Relief Societies, where help can always be found, provided service above and beyond that which they would normally have given. Priesthood groups did the same.
My brothers and sisters, my heart has seldom been as touched and grateful as it was when Sister Monson and I literally spent hours reading of these gifts. My heart is full now as I speak of the experience and contemplate the lives which have been blessed as a result, for both the giver and the receiver.
The words from the 25th chapter of Matthew come to mind:
“Come, ye blessed of my Father, inherit the kingdom prepared for you from the foundation of the world:
“For I was an hungred, and ye gave me meat: I was thirsty, and ye gave me drink: I was a stranger, and ye took me in:
“Naked, and ye clothed me: I was sick, and ye visited me: I was in prison, and ye came unto me.
“Then shall the righteous answer him, saying, Lord, when saw we thee an hungred, and fed thee? or thirsty, and gave thee drink?
“When saw we thee a stranger, and took thee in? or naked, and clothed thee?
“Or when saw we thee sick, or in prison, and came unto thee?

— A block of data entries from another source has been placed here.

PR #46, opened 2021-03-06
Compact layout in focus panel

### LINKED ISSUE #38: Compact layout in focus panel
Currently all the charts in the "focus" panel are stacked vertically. That means you almost always have to scroll, and some charts are way too wide (eg. age distribution). We could put some of these plots side by side on a bigger screen. When we do that, we should consider adding borders, backgrounds or shadows to keep the layout visually clear.

tehwalris:
This closes #38. The idea is that every section on the focus page has a minimum width. As many things as possible should be displayed side by side (in a row), as long as their minimum width is respected. If there is extra space in a row, the sections should be scaled to fill it.

I first thought about how to do this with CSS and couln't come up with a good plan. I then implemented the layout in JS, which works well (`feature/compact-layout`). Then I realized that `flex-wrap` would probably make this possible with just CSS, so I deleted all my JS code and tried to do it that way (`feature/compact-layout-css`).

The CSS version would be good, since it uses less code. Sadly I think it's impossible to get it to work with just CSS *in our application*. The basic idea with `flex-wrap` works and does exactly what it should. The problem is that we have components that measure their size in JS (the map, but also plotly internally). When the page loads, they measure their size and render their content at that size. If you now resize your window, the components will still be taking up their originally measured size, so flex will not adjust its wrapping, since it thinks that there is no space. I also saw some weird effects with components smoothly resizing (like animating to a different size by themselves for no reason) when the page loaded (without resizing the window) - that's probably also an interaction of flex and measurement.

“And the King shall answer and say unto them, Verily I say unto you, Inasmuch as ye have done it unto one of the least of these my brethren, ye have done it unto me.”12
My brothers and sisters, may we ask ourselves the question which greeted Dr. Jack McConnell and his brothers and sisters each evening at dinnertime: “What have I done for someone today?” May the words of a familiar hymn penetrate our very souls and find lodgment in our hearts:
Have I done any good in the world today?
Have I helped anyone in need?
Have I cheered up the sad and made someone feel glad?
If not, I have failed indeed.
Has anyone’s burden been lighter today
Because I was willing to share?
Have the sick and the weary been helped on their way?
When they needed my help was I there?13
That service to which all of us have been called is the service of the Lord Jesus Christ.
As He enlists us to His cause, He invites us to draw close to Him. He speaks to you and to me:
“Come unto me, all ye that labour and are heavy laden, and I will give you rest.
“Take my yoke upon you, and learn of me; for I am meek and lowly in heart: and ye shall find rest unto your souls.
“For my yoke is easy, and my burden is light.”14
If we truly listen, we may hear that voice from far away say to us, as it spoke to another, “Well done, thou good and faithful servant.”15 That each may qualify for this blessing from our Lord is my prayer, and I offer it in His name, even Jesus Christ, our Savior, amen.